Что было дальше, сказать сложно – смотря кому из журналистов верить. Насколько я понял из газетной разноголосицы, сам Эгтверчи никого не трогал, а если его бравые солдатики и трогали, то им тоже досталось – один из них умер. Вот кто влип по полной, так это графиня. В числе прочего Эгтверчи вломился куда не следовало, где всякие известные личности предавались самым экзотическим сумасбродствам (фантазии церемониймейстера графини, судя по всему, можно только позавидовать). Кое до кого из гостей алчущая сенсаций пресса уже добралась (и кто-то на этом только бесплатную рекламу поимел, ну разве что несколько более скандальную, чем хотелось бы); остальные, похоже, жаждут крови рода Овернских.
Сам граф им, разумеется, не по зубам; тот даже не был в курсе, что, собственно, происходит. (Кстати, тебе не попадалась последняя его статья, из «петардовских»? Это нечто! Старик как-то хитро преобразовал уравнения Хэртля, так что можно «обходить» – буквально – обычный пространственно-временной континуум, типа за угол заглядывать. Теоретически можно даже, например, фотографировать звезду, как она сейчас, а не какой была сколько-то там световых лет назад. Бедняга Эйнштейн, от такого удара ему уже не оправиться.) Но из Канарских прокуроров графа уже разжаловали, и если он быстренько не изымет свое состояние из рук графини, то рискует остаться обычным, сравнительно уютно устроенным троглодитом. Никто до сих пор не знает, где он, так что, если газет не читает, как-то дергаться ему уже поздно. Как бы то ни было, графиня явно стала в своем кругу персоной нон грата, причем пожизненно.
И я до сих пор недоумеваю, планировал это Эгтверчи или все вышло случайно. Сам он говорит, что ответит на нападки прессы в своей следующей программе (на этой неделе он вне досягаемости, причем без объяснений), но я с трудом представляю, что он может такого сказать, чтобы качнуть обратно маятник общественного мнения, до последних событий настроенного, в значительной степени, в его пользу. Он уже почти убежден, что земные законы – это в лучшем случае кодифицированные сиюминутные прихоти общественного мнения; и аудитория его больше чем наполовину детская!
Жаль, ты не из тех, кто сейчас сказал бы: «Ну, что я говорил?» Тогда я хоть мог бы грустно покивать. Впрочем, все равно уже поздно. Если найдется свободная минутка, и в голову придет какой-нибудь ценный совет, сообщай сразу. Мы тут совсем уже закопались.
Майк.
P. S. Вчера мы с Лью поженились. Планировали попозже, но какой-то внутренний голос подсказывает обоим поторопиться, будто вот-вот должно случиться что-то… непоправимое. Знать бы, что именно. Не пропадай».

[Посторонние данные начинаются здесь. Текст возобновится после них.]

PR #808, opened 2026-08-09
ci: run Python tests on code pull requests

147228:
## What changed

Adds a dedicated `python-tests` workflow for pull requests that change Python code, tests, review dependencies, or Actions workflows.

## Why

The existing `submission-validation` workflow intentionally checks out trusted `main` and validates PR metadata. It does not execute PR Python code, so code changes can receive that structural green check without remote unit-test evidence.

## Security boundary

The new workflow uses the `pull_request` event, explicitly grants only `contents: read`, and has no secret-dependent steps. It therefore executes fork PR code without the write-capable `pull_request_target` context used for trusted metadata handling.

## Verification

- `python3 -m unittest discover -s tests` — 269 passed
- Workflow YAML parsed successfully
- `git diff --check` passed

The first remote run will provide the GitHub Actions environment verification.

PR #773, opened 2026-08-08
fix: keep bilingual backfill manifests current

147228:
## What changed

- keep `manifest.json` synchronized when `backfill_proposal()` creates or refreshes `proposal.<lang>.md`
- register the localized proposal with its language and `translation_of` metadata
- refresh SHA-256 values for both proposal files
- invalidate `validation_claim.self_checked` after the content change
- write the manifest atomically while preserving its existing file mode
- add a regression test covering the generated translation, hashes, metadata, and self-check invalidation

## Why

The merged bilingual backfill path rewrote `proposal.md` and created a localized sibling, but did not update the package manifest. On current `main` (`2c6ae754`), a read-only audit finds 133 of 262 packages with a stale `proposal.md` hash, and some translated proposals are not registered in their manifest. This can make deterministic validation reject otherwise generated packages; preserving an old `self_checked: true` would also overstate freshness.

This patch fixes the write path for future backfills. The already-stale historical packages still need a maintainer-controlled batch refresh followed by the full self-check gates; this PR does not silently rewrite those submission artifacts.

## Validation

- `python3 -m pytest -q` (268 passed)
- `python3 -m pytest -q tests/test_bilingual_backfill.py` (23 passed)
- `python3 scripts/generate_submissions_data.py --check`
- `node --check submissions-data.js`
- `git diff --check`

PR #2221, opened 2026-08-12
fix: invalidate reviews after artifact backfill

jiangmuran:
## Problem

`backfill_bilingual_artifacts.py manifests` registers newly generated HTML, PDF, and figure counterparts and refreshes their manifest hashes, but it preserves `validation_claim.self_checked=true` even when those records or bytes changed.

That leaves the package claiming a fresh four-gate review after the display artifacts covered by that review have changed. It also assigns generic roles when a display artifact was absent from the historical manifest: report and visual HTML become `narrative`, and drawings become `figure`, despite the published manifest contract defining specific roles for each.

## Change

- compare the manifest file inventory before and after artifact registration/hash refresh;
- set `validation_claim.self_checked=false` when the inventory actually changes;
- preserve `self_checked` on an idempotent rerun with no manifest changes;
- assign `rendered_proposal_html`, `visualization`, `drawing`, and `proposal_figure` to newly registered display artifacts;
- add dependency-free regression coverage in a separate test module.

This complements #773, which invalidates review freshness when the proposal translation stage changes Markdown. This PR covers the subsequent HTML/PDF/figure artifact stage.

## Verification

- `python3 -m unittest tests.test_bilingual_artifact_manifest_freshness tests.test_bilingual_backfill.BilingualBackfillTests.test_manifest_backfill_registers_language_counterparts_and_hashes` (3 passed)
- `python3 -m py_compile scripts/backfill_bilingual_artifacts.py tests/test_bilingual_artifact_manifest_freshness.py`
- `git diff --check`

The complete bilingual suites ran 24 tests: 23 passed; the existing localized-figure test requires Arial Unicode, which is absent in this Linux environment and is already addressed by open PR #808's Noto CJK fallback.

### DIFF
--- a/scripts/backfill_bilingual_artifacts.py
+++ b/scripts/backfill_bilingual_artifacts.py
@@ -482,6 +482,7 @@ def backfill_manifests(dirs: list[Path]) -> int:
             continue
         manifest = json.loads(manifest_path.read_text(encoding="utf-8"))
         items = manifest.setdefault("files", [])
+        original_items = json.dumps(items, ensure_ascii=False, sort_keys=True)
         by_path = {
             str(item.get("path")): item
             for item in items
@@ -504,9 +505,20 @@ def backfill_manifests(dirs: list[Path]) -> int:
                 continue
             primary_item = by_path.get(primary)
             if primary_item is None:
+                role = (
+                    "rendered_proposal_html"
+                    if primary == "report/proposal.html"
+                    else "visualization"
+                    if primary == "visual/index.html"
+                    else "drawing"
+                    if primary.startswith("drawings/")
+                    else "proposal_figure"
+                    if primary.startswith("assets/figures/")
+                    else "narrative"
+                )
                 primary_item = {
                     "path": primary,
-                    "role": "narrative" if primary.endswith((".md", ".html")) else "figure",
+                    "role": role,
                     "required": primary in {"proposal.md", "report/proposal.html", "visual/index.html"},
                 }
                 items.append(primary_item)
@@ -532,6 +544,10 @@ def backfill_manifests(dirs: list[Path]) -> int:
             rel = item.get("path")
             if rel and rel != "manifest.json" and (directory / rel).is_file():
                 item["sha256"] = sha256(directory / rel)
+        if json.dumps(items, ensure_ascii=False, sort_keys=True) != original_items:
+            validation_claim = manifest.get("validation_claim")
+            if isinstance(validation_claim, dict):
+                validation_claim["self_checked"] = False
         manifest_path.write_text(
             json.dumps(manifest, ensure_ascii=False, indent=2) + "\n", encoding="utf-8"
         )
--- a/tests/test_bilingual_artifact_manifest_freshness.py
+++ b/tests/test_bilingual_artifact_manifest_freshness.py
@@ -1,0 +1,84 @@
+import hashlib
+import json
+import sys
+import tempfile
+import unittest
+from pathlib import Path
+
+
+REPO_ROOT = Path(__file__).resolve().parents[1]
+sys.path.insert(0, str(REPO_ROOT / "scripts"))
+
+from backfill_bilingual_artifacts import backfill_manifests  # noqa: E402
+
+
+class BilingualArtifactManifestFreshnessTests(unittest.TestCase):
+    def write_package(self, root: Path) -> Path:
+        directory = root / "submissions" / "alice" / "example"
+        for relative, content in {
+            "proposal.md": '---\ntitle: "Example"\nlanguage: "en"\n---\nBody\n',
+            "proposal.zh.md": '---\ntitle: "示例"\nlanguage: "zh"\ntranslation_of: "proposal.md"\n---\n正文\n',
+            "report/proposal.html": "primary report",
+            "report/proposal.zh.html": "translated report",
+            "visual/index.html": "primary visual",
+            "visual/index.zh.html": "translated visual",
+            "drawings/a3-booklet.pdf": "primary drawing",
+            "drawings/a3-booklet.zh.pdf": "translated drawing",
+        }.items():
+            path = directory / relative
+            path.parent.mkdir(parents=True, exist_ok=True)
+            path.write_text(content, encoding="utf-8")
+        (directory / "manifest.json").write_text(
+            json.dumps(
+                {
+                    "files": [
+                        {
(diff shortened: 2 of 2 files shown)


anselasimov-web (commented):

**Exact head reviewed: `fdcd8270bf215b40a002449d64f279e2101e9312`**, against baseline main `8bbaa84cfc7c683db188736f436e4ab98b76babc`. `scripts/backfill_bilingual_artifacts.py` is byte-identical on your PR's parent commit and on current main (blob `1f558b15e07d63c52b823419dd5c98d44858d199`), so every "before" result below applies to main as it stands.

The defect is real, your reproduction holds in both directions, and there is no regression. I have one measured addition: the change-detection window is wider than what the PR describes, and on the current package corpus that difference is 57 packages.

```
# new test on unpatched main
git checkout 8bbaa84cfc7c683db188736f436e4ab98b76babc -- scripts/backfill_bilingual_artifacts.py
python3 -m unittest tests.test_bilingual_artifact_manifest_freshness
  -> FAILED (failures=1)
     AssertionError: True is not false      # main really does keep self_checked=true

# same test on your head
git checkout fdcd8270bf215b40a002449d64f279e2101e9312 -- scripts/backfill_bilingual_artifacts.py
python3 -m unittest tests.test_bilingual_artifact_manifest_freshness
  -> OK (Ran 2 tests)
```

Full-suite baseline is clean:

|---|---|---|
| head `fdcd8270bf215b40a002449d64f279e2101e9312` | 406 | 25 |

The failure sets are identical (`diff` is empty). All 25 are environment-dependent cases that need `data/`, `assets/` or `collections/`, which my partial checkout omits — none of them touch this script.

Your disclosed Arial Unicode failure in `tests.test_bilingual_backfill` reproduces identically on **unpatched main**, so it is pre-existing and not introduced here.

One mechanical note worth stating explicitly, since it decides how much weight the green check carries: the workflow runs only `python3 scripts/github_pr_validation.py`, and that script short-circuits at `is_non_submission_pr` (`scripts/github_pr_validation.py:611`) for a `scripts/` + `tests/` PR. The bot comment on this PR says so itself — "non-submission code/docs/test PR; participant package validation was not applicable". **The new test module is never executed by CI**, on this PR or after merge, so a green `submission-validation` is not evidence that it passed. Manual runs are the only check it gets.

### 2. The change-detection window also fires on pure metadata annotation

The snapshot compares the whole serialized `files[]` list:

```python
original_items = json.dumps(items, ensure_ascii=False, sort_keys=True)
...
if json.dumps(items, ensure_ascii=False, sort_keys=True) != original_items:
    validation_claim["self_checked"] = False
```

Between those two points the loop also stamps `language` and `translation_of` onto entries that already existed — and main already did that stamping. So an annotation that changes no artifact and no `sha256` now counts as an inventory change.

Minimal end-to-end reproduction on your head. Every declared file is present, every `sha256` is already correct, and no translated counterpart exists on disk, so nothing is registered:

```python
# manifest.json before: files[] = proposal.md, report/proposal.html, visual/index.html
#   each with a correct sha256; validation_claim.self_checked = true
backfill_manifests([Path(".../submissions/alice/demo")])
```

```
BEFORE self_checked = True
AFTER  self_checked = False
delta in files[]: only the language key was added -> [('proposal.md','zh'),
                  ('report/proposal.html','zh'), ('visual/index.html','zh')]
files[] length: 3 -> 3   (nothing registered)
```

No artifact was registered, no artifact byte changed, no `sha256` changed. The four-gate claim is dropped anyway.

### 3. Measured effect on the current corpus

`submission_dirs()` returns every package when `--only` is absent, so `python3 scripts/backfill_bilingual_artifacts.py manifests` is a whole-repository operation. I simulated the `files[]` transition for all packages on main `8bbaa84cfc7c683db188736f436e4ab98b76babc` using the git tree for file existence:

```
packages scanned: 725      currently self_checked=true: 508
self_checked true -> false: 138        (lower bound; sha256 refresh not simulated)
   59  register_counterpart + set_language + set_translation_meta
   57  set_language only                      <-- no file registered, no byte changed
    8  register_primary + set_language
    7  register_counterpart + set_translation_meta
    6  all four
    1  set_language + set_translation_meta
```

So **57 of the 138 flips are caused by the metadata stamping alone**. The number is a lower bound because I could not hash artifact bytes for the whole corpus, so the true total is at least this.

This matters downstream because `scripts/validate_submission.py:1721` treats the flag as mandatory:

```python
if not isinstance(claim, dict) or claim.get("self_checked") is not True:
    ... "must set validation_claim.self_checked=true after running self_check"
```

Each flipped package therefore hard-fails validation until its owner re-runs the self-check — including the 57 whose artifacts were never touched.

### 4. Suggested repair, verified end to end

Compare an artifact inventory rather than the serialized entries, so registration and content changes still trigger while annotation does not:

```python
def artifact_inventory(entries: list) -> list:
    return sorted(
        (str(entry.get("path")), entry.get("sha256"))
        for entry in entries
        if isinstance(entry, dict) and entry.get("path")
    )

original_inventory = artifact_inventory(items)
...
if artifact_inventory(items) != original_inventory:
    validation_claim["self_checked"] = False
```

Measured on your head with only that substitution:

```
your two tests                     -> OK (Ran 2 tests)          # both still pass
tests.test_bilingual_backfill      -> unchanged (only the pre-existing font error)
metadata-only reproduction (§2)    -> self_checked stays True
corpus flips                       -> 138 -> 80
metadata-only flips                -> 57 -> 0
```

The path-plus-`sha256` pair keeps exactly the two signals your PR is about: a newly registered artifact changes the path set, and changed bytes change the `sha256`.

- The four new role tokens (`rendered_proposal_html`, `visualization`, `drawing`, `proposal_figure`) are all present in the role enum of `brief/site-package/schemas/manifest.schema.json`.
- The `else "narrative"` fallback is reachable only for `proposal.md` given the fixed `primary_paths` list, and main already mapped `.md` to `narrative` — so no silent role change hides in that branch.
- Existing manifest entries keep their recorded role, since the counterpart inherits `primary_item.get("role", ...)` from the entry already in the manifest.
- Idempotency holds: a second run with nothing changed preserves the flag, as your second test asserts.
- No permission, grouping, guard-direction, or symlink failure-path change found in this diff.

Thanks for splitting this out from the translation stage — the artifact stage genuinely was uncovered, and the two-directional test you wrote is the right shape. I have no view on the design direction; the only thing I am reporting is the measured width of the trigger. **If you are already on this, please ignore.**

Руис невольно издал хриплый стон, и на него покосились – без особенного, впрочем, любопытства – соседи по купе: поляк в короткой дубленке, всю дорогу безмолвно управлявшийся с гигантской головкой невероятно пахучего сыра, и бородатый приверженец Голливуд-Веданты, облаченный в джутовый мешок с прорезями и в сандалиях на босу ногу; пахло от последнего отнюдь не сыром, и Руис-Санчес никак не мог взять в толк, что тому могло понадобиться в Риме в святой год.
Он закрыл глаза, чтоб их не видеть. Бедняга Майк, наутро после свадьбы – и такие мысли; неудивительно, что письмо совершенно нечитабельное.
Он осторожно разлепил веки. Солнечный свет пребольно резанул по глазам, но на мгновение Руис-Санчес разглядел оливковую рощу, проносившуюся за окном на фоне холмов цвета жженой умбры, очерченных извилистой контурной линией под невероятной голубизны небом. Потом холмы резко принялись валиться в поле зрения косыми волнами, и поезд ворвался в туннель.
Руис-Санчес опять поднес письмо к глазам, но мушиные следы тут же сбежались в бесформенное расплывчатое пятно; левый глаз пронизала снизу вверх острая боль. Господи Боже, неужели он слепнет? Нет, чушь, чушь, это просто ипохондрия, все в порядке, немного переутомил глаза, и только. Боль в глазном яблоке – это на самом деле давление в левой гайморовой пазухе, которая, стоило уехать из Лимы на промозглый север, тут же воспалилась; а при литианской влажности воспаление не замедлило обостриться.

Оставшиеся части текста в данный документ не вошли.